*** Opening of Source material ***

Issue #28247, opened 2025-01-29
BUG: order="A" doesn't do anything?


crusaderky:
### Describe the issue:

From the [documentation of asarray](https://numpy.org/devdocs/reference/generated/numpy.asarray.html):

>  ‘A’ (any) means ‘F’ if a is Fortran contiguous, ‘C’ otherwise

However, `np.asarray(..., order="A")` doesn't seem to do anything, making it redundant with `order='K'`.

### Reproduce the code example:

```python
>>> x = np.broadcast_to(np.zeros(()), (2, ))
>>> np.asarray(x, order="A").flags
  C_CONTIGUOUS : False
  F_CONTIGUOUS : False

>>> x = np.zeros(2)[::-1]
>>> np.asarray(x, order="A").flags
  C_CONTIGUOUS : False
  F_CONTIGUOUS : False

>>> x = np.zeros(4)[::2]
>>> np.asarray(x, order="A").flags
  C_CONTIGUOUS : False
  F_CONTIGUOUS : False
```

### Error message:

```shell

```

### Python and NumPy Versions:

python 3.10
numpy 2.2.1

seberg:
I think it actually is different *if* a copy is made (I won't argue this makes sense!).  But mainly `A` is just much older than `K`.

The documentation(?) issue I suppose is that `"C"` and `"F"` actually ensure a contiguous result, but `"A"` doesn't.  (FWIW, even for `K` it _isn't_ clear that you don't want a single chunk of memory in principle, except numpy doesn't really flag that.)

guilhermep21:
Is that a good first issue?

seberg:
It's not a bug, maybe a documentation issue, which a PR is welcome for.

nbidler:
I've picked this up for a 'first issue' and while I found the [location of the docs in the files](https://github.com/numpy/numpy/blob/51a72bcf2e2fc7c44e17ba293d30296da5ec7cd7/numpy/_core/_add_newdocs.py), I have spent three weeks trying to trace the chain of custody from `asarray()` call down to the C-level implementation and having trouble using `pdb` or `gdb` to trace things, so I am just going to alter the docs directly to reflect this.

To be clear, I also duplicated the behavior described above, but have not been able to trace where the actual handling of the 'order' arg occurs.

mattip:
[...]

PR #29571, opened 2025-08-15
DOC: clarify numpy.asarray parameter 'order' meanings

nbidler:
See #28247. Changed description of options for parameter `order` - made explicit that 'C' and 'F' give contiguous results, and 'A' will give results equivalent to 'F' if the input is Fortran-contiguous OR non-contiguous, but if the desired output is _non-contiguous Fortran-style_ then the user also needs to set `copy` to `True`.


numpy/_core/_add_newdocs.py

*** Close of Source material ***

(What to do)
For the word "made", show every line of the entries that holds it.

(Answer)
I think it actually is different *if* a copy is made (I won't argue this makes sense!).  But mainly `A` is just much older than `K`.
See #28247. Changed description of options for parameter `order` - made explicit that 'C' and 'F' give contiguous results, and 'A' will give results equivalent to 'F' if the input is Fortran-contiguous OR non-contiguous, but if the desired output is _non-contiguous Fortran-style_ then the user also needs to set `copy` to `True`.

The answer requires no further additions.